WHAT THE EXERCISE ASKS
Which of the lines below contain the string "identifiers"? Copy each one.
────
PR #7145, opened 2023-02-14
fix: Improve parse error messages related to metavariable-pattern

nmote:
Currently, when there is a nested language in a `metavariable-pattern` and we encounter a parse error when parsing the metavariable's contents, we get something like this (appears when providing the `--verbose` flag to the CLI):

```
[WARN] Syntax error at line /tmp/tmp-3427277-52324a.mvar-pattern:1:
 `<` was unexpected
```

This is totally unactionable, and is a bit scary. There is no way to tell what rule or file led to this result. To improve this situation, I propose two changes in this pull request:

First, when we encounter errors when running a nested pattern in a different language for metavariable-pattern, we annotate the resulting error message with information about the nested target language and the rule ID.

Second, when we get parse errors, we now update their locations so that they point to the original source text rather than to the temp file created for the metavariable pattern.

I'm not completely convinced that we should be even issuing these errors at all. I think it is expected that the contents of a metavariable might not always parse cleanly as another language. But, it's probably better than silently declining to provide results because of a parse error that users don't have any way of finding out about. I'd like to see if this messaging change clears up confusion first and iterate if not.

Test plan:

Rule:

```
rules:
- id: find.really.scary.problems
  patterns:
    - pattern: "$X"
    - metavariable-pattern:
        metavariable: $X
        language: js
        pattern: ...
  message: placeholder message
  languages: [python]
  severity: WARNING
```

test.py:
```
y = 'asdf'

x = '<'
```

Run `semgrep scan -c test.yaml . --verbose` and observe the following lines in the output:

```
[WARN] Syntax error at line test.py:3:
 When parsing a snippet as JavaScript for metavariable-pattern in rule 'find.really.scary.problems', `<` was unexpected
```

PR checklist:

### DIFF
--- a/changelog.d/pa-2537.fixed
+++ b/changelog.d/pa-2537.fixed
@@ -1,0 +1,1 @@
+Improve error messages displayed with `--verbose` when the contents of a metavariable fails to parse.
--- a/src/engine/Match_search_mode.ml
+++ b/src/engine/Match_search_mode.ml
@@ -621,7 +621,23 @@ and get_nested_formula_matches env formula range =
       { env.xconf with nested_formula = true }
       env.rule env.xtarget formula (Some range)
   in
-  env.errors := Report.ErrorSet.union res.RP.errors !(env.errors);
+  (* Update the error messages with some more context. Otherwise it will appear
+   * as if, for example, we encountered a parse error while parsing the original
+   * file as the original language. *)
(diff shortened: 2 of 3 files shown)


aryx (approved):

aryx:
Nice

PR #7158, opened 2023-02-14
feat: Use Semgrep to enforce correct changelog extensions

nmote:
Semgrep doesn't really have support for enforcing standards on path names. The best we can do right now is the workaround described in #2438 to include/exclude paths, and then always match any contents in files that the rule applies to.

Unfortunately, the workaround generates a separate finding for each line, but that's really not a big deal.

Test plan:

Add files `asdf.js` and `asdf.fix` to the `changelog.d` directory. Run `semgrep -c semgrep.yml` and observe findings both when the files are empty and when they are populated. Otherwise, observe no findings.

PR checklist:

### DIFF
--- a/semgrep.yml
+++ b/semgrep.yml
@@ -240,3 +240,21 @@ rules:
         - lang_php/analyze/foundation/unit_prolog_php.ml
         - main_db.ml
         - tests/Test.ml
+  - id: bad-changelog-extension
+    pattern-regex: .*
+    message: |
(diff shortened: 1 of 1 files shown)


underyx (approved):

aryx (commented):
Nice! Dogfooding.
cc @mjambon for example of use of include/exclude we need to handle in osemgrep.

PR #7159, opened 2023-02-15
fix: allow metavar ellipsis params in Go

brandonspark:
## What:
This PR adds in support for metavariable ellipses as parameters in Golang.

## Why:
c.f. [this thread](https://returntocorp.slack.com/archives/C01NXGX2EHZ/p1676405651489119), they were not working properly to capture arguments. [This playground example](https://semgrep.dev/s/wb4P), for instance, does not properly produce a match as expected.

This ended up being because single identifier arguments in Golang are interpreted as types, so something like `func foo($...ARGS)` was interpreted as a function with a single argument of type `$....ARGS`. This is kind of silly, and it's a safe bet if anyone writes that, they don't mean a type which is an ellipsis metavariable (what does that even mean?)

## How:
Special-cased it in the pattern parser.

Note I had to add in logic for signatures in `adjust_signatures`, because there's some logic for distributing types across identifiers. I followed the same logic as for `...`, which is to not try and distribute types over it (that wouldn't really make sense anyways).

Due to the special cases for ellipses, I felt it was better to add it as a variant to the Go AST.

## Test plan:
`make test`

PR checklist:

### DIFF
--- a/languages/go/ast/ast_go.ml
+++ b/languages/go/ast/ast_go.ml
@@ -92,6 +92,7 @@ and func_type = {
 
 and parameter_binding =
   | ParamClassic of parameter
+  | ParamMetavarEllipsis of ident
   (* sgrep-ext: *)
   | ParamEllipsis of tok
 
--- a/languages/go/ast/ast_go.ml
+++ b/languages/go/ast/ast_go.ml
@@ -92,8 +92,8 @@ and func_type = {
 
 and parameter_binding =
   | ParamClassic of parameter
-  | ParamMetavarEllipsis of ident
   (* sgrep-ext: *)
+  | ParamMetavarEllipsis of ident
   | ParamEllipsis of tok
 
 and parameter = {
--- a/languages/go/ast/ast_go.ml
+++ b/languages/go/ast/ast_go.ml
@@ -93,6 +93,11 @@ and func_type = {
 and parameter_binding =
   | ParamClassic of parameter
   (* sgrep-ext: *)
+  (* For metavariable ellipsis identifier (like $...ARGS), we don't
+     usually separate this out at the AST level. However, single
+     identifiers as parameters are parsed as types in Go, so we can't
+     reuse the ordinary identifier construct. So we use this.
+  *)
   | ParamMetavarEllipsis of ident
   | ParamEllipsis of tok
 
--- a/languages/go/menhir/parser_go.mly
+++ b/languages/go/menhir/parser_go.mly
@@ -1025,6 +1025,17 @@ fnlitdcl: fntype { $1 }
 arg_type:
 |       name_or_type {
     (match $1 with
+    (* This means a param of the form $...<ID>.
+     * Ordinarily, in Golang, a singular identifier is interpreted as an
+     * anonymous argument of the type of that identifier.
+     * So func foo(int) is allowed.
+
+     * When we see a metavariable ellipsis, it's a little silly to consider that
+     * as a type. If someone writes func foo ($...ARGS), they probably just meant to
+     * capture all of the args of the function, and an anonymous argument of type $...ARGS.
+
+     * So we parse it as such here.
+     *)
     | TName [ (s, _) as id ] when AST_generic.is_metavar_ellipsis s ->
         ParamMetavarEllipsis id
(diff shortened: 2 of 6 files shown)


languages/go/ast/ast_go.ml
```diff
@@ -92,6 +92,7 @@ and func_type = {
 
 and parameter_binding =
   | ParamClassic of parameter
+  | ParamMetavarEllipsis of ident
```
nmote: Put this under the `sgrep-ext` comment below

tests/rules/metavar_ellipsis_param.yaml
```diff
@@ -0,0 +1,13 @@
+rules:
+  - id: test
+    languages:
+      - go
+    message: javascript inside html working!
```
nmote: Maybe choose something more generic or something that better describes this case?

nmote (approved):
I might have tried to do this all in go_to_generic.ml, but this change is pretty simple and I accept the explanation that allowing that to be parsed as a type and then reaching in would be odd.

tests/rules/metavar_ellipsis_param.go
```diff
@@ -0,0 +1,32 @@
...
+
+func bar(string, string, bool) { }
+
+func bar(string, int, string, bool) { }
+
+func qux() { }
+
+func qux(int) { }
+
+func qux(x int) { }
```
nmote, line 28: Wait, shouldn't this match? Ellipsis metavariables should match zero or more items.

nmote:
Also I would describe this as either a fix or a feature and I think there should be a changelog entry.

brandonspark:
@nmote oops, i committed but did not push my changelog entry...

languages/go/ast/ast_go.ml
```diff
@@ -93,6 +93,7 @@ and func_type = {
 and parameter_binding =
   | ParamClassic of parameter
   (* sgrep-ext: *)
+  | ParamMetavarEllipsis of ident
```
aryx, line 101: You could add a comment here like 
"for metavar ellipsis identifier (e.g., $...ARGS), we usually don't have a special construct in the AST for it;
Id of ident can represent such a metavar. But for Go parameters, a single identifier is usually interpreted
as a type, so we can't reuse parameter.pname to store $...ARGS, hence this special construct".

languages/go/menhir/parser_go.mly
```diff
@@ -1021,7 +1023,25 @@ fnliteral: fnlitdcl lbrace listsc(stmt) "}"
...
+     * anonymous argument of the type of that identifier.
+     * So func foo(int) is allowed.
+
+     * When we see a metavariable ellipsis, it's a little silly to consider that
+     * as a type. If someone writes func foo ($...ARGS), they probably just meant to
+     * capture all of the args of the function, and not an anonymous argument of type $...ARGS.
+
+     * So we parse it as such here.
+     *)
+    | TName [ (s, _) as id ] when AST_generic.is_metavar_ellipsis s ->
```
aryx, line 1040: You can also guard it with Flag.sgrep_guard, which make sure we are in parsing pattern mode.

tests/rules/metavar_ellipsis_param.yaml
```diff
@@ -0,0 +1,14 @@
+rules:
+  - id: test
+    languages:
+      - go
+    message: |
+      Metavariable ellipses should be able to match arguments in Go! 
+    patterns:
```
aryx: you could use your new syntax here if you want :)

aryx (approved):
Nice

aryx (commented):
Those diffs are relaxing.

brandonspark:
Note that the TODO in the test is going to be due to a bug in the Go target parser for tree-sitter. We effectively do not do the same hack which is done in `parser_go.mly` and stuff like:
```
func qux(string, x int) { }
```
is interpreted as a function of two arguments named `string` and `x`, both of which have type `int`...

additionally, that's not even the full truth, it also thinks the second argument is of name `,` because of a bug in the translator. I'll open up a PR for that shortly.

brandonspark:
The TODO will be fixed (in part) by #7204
────
EXERCISE RESULT
Note I had to add in logic for signatures in `adjust_signatures`, because there's some logic for distributing types across identifiers. I followed the same logic as for `...`, which is to not try and distribute types over it (that wouldn't really make sense anyways).
+     identifiers as parameters are parsed as types in Go, so we can't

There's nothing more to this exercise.